Big changes for anyone trading crypto in South Africa – especially over R5,000

 ·15 Nov 2024

The Financial Intelligence Centre (FIC) has gazetted a new directive related to crypto trades in South Africa, which aims to hold crypto asset service providers (CASPs) accountable for tracking the origin and destination of transfers.

The directive relates to the so-called “Travel Rule” of trades, and is directly tied to the Financial Action Task Force’s (FATF’s) recommendations to clamp down on crypto as a means of money laundering and terrorist financing.

South Africa is currently on the FATF’s grey list, and has been tightening regulations to root out loop holes and pathways for money laundering and terrorist financing.
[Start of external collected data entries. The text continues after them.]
PR #777, opened 2019-07-31
Adds support for inout connections

leonardt:
Depends on https://github.com/rdaly525/coreir/pull/776 so pulled into that branch. This should either be merged first, or repointed to master before merging.

This adds initial support for inouts in the new verilog backend

### DIFF
--- a/tests/gtest/intermediate_connection_golden.v
+++ b/tests/gtest/intermediate_connection_golden.v
@@ -1,12 +1,18 @@
 // This is an important comment for foo!!
-module foo (input I, output O);
+module foo (input I, inout IO, output O);
     assign O = I;
+    assign IO = I;
 endmodule
-module top (input I, output O);
+module top (input I, inout IO0, inout IO1, output O);
+wire inst0_IO;
 wire inst0_O;
+wire inst1_IO;
 wire inst1_O;
-foo inst0(.I(I), .O(inst0_O));
-foo inst1(.I(inst0_O), .O(inst1_O));
+foo inst0(.I(I), .IO(inst0_IO), .O(inst0_O));
+foo inst1(.I(inst0_O), .IO(inst1_IO), .O(inst1_O));
 assign O = inst1_O;
+assign inst0_IO = inst1_IO;
+assign IO0 = inst0_IO;
+assign inst0_IO = IO1;
 endmodule
 
--- a/include/coreir/passes/analysis/verilog.h
+++ b/include/coreir/passes/analysis/verilog.h
@@ -1,10 +1,10 @@
 #ifndef COREIR_VERILOG_HPP_
 #define COREIR_VERILOG_HPP_
 
-#include <memory>
-#include <ostream>
 #include "coreir.h"
 #include "verilogAST.hpp"
+#include <memory>
+#include <ostream>
 
 namespace vAST = verilogAST;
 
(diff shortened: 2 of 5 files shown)


tests/gtest/intermediate_connection_golden.v
```diff
@@ -1,12 +1,18 @@
...
+wire inst1_IO;
 wire inst1_O;
-foo inst0(.I(I), .O(inst0_O));
-foo inst1(.I(inst0_O), .O(inst1_O));
+foo inst0(.I(I), .IO(inst0_IO), .O(inst0_O));
+foo inst1(.I(inst0_O), .IO(inst1_IO), .O(inst1_O));
 assign O = inst1_O;
+assign inst0_IO = inst1_IO;
+assign IO0 = inst0_IO;
+assign inst0_IO = IO1;
```
leonardt: @rdaly525 do you know if this is legal verilog? Basically, I wanted to cover the various cases inouts could be connected. Here we're assigning two drivers to `inst0_I0` which is an inout (and both the drivers are inouts). It lints in verilator, but not sure if that catches all problems.

rdaly525: inouts are a real annoyance in verilog. I wrote an email to you a while ago (which I cannot find right now) that lays out all the weirdness with inout.

The cases with inout are as follows:
1) Routing inouts between instances/module interface
2) Reading from inouts
3) Writing to inouts

for (1) you cannot have any assignments occur since verilog does not support an operator for bidirectional assign. The only way to route them is to name the intermediate wire something, and connect that intermediate wire to both the instance/interface ports

```
wire my_inout;
mymodule myinst0(.my_inout(my_inout));
mymodule myinst1(.my_inout(my_inout));
```

for (2) inouts can appear on the RHS of an assign easily. They are interpreted as just another wire whose value can be sampled from.

`assign my_normal_wire = my_inout;`

for (3), syntactically it is legal to have an inout on the lhs of multiple assignments. But this is an unused/unsafe usecase unless each assign statement is qualified as a ternary operation with high 'z' as the other option.

```
assign my_inout = my_pred ? val1 : 1'bz;
assign my_inout = ~my_pred ? val0 : 1'bz;
```

The following is syntactically legal, but in my opinion should throw a typechecking error
```
assign my_inout = val1;
assign my_inout = val2;
```
Since this essentially creates a 'short' whenever val1 != val2 and really does not have any valid use cases. Simulators will execute my_inout as an 'x' in this case.

leonardt: Okay, w.r.t. to the test, this is translating the description in CoreIR, so it seems like CoreIR could do a type checking pass to validate these properties (then we don't have to worry about generating that kind of illegal code since it won't be represented in the netlist). We'll have to update the test input once we implement that type check.

Basically, this is a semantics (static) issue, rather than a syntactic issue, so I think the logic to generate the verilog is okay and this issue will be handled either by the target or eventually when CoreIR implements the type checking pass.

leonardt: Actually, I'll to verify that case (1) is handled correctly.

rdaly525: There is no way to even construct case 2 or 3 in coreir since the CoreIR type system requires inouts to be connected to inouts. "tribuf" and "inbuf" need to be used to get the same behavior as 2 and 3.

leonardt:
Merging this as there are changed needs to unblock some downstream tools (fault), will take on the task of fleshing out the inout support, but it seems to work for the basic cases (the only user I know of is in garnet and this supports the use case for garnet).

PR #780, opened 2019-07-31
Add support for verilator_debug

leonardt:
Depends on #776, #777, #778, and #779.

This adds the logic to handle `verilator_debug` option which inserts the requisite verilator comments.  It's hacky, but I think this whole flow is hacky, so I vote that we add this temporary support so downstream tools are working, then refactor this entire flow (debug metadata).

Unfortunately I forgot to run clang-format on previous commits, so this includes some style fixes from clang-format. Here are the actual important changes:
* https://github.com/rdaly525/coreir/compare/patch-concat-order...patch-debug-definition?expand=1#diff-6c4fb4c3cc23c2c09bda419439646981R198-R202 (adds comment to ports)
* https://github.com/rdaly525/coreir/compare/patch-concat-order...patch-debug-definition?expand=1#diff-6c4fb4c3cc23c2c09bda419439646981R180-R186 uses debug version of definition if available

Also changes some helper functions to be methods so that we don't have to pass around shared fields (verilator_debug), eventually I'll move all the functions to be methods because I think that can simplify some of the code (don't have to pass around references to shared data structures).

### DIFF
--- a/include/coreir/passes/analysis/verilog.h
+++ b/include/coreir/passes/analysis/verilog.h
@@ -1,10 +1,10 @@
 #ifndef COREIR_VERILOG_HPP_
 #define COREIR_VERILOG_HPP_
 
-#include <memory>
-#include <ostream>
 #include "coreir.h"
 #include "verilogAST.hpp"
+#include <memory>
+#include <ostream>
 
 namespace vAST = verilogAST;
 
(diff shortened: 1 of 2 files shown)


leonardt:
@rdaly525 if the style changes are too annoying to parse, let me know and I can extract out the semantic changes and submit the style changes in a separate PR.

PR #785, opened 2019-08-09
Add osx build/release to travis flow

leonardt:
This changes the release flow to produce two tarballs named `coreir-{$OS}.tar.gz` where `$OS` is either `linux` or `mac`. It also runs the test suite under a macos environment in the travis builds.


rdaly525:
@leonardt, do you mind updating the INSTALL.md for instructions for installation instructions?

The directive will come into operation on 30 April 2025.

The FIC has been consulting on the directive for years and published a draft directive on April 2024.

Broadly, the new directive is tightening regulation, and requires crypto asset service providers (CASPs) to track and verify various details on both sides of a trade and ensure there is full information from origin to destination.

This applies to ordering CASPs (origin accounts), receiving CASPs (destination accounts) and even intermediary CASPs who manage the transaction all along the chain.

Before South Africa authorities switched positions on crypto assets in 2021, cryto trades were unregulated and outside the various laws put in place to track illicit activities. However, in 2024, crypto assets are taxable, and trades are becoming increasingly regulated.

The directive

According to the FIC, under the directive, ordering CASPs must transmit identifying data to the receiving CASPs, concerning the originator of a qualifying transfer (ie, the sender) and the receiver (ie, beneficiary). This includes details such as:

  • Full name (or registered name if a legal person);
  • Identity number (if a South African citizen or resident) or passport number or foreign national identity number, and date of birth, if the originator is not a South African citizen or resident;
  • Residential (or registered) address, if such an address is readily available, or country of birth, if the residential address is not readily available;
  • The originator’s distributed ledger address associated with the transfer, if the transfer is registered on a network using distributed ledger or similar technology; and
  • The originator’s crypto asset account number with the ordering crypto asset service provider, if such an account is used to process the transaction, or a unique transaction reference number, if such an account number is not available.

The ordering CASP also needs to supply information about the destination or beneficiary, including their full name, distributed ledger address, and the crypto asset account number to the receiving CASP.

The directive puts the onus squarely on CAPS to do the due diligence on trades and to ensure that they do not involve bad actors—if they cannot verify information, the trade should not be allowed.

With intermediary CASPs, they must also ensure that all originator and beneficiary information that pertains to a cross-border or domestic crypto asset transfers is transmitted to the receiving CASP (or other intermediary CASP in the chain).

A recipient CASP must also take reasonable measures to identify transfers that lack required information, which may include post-event monitoring or real-time monitoring where feasible, the FIC said.

Transfers under R5,000

The FIC sets a R5,000 limit on where verification processes kick in, with caveats.

If a transfer is a single transaction of less than R5,000, the ordering CASP still has to track the details, but won’t have to verify the information—”unless there is a suspicion of money laundering or terrorist financing,” the FIC said.

If there is a suspicion of illicit activity, the ordering CASP must verify the information pertaining to the originator, it said.

Nevertheless, the same set of details must be transmitted, as a minimum:

  • The full name of the originator and beneficiary
  • The originator’s and beneficiary’s distributed ledger address associated with the transfer, if the transfer is registered on a network using distributed ledger or similar technology; and
  • The originator’s and beneficiary’s crypto asset account number with the ordering and receiving CASP, if such an account is used to process the transaction, or a unique transaction reference number, if such an account is not available.

In respect of an inward transfer that is a single transaction valued at less than R5,000 from an originator in a high-risk or other monitored jurisdiction, a recipient CASP must verify the accuracy of the beneficiary information.

What about private wallets?

The FIC said that all ordering and recipient CASPs must comply with the directive – and as such must develop risk-based policies and procedures for the treatment of crypto asset transfers that involve “unhosted wallets”.

Unhosted wallets are a type of crypto wallet where the user has exclusive control of the private keys.

Any CASP dealing with transfers from or to these wallets need to develop a process by which further information on the unhosted wallet is obtained—specifically in the case where the CASP determines that there is a higher money laundering, terrorist financing or proliferation financing risk.

The directive does not specify or dictate how this should be done, but this will be a risk factor any service provider or platform will have to determine for themselves when dealing with unhosted wallets.

The rub is that the FIC will consider any CASP that does not comply with the directive by the date of implementation non-compliant and subject to administrative sanctions.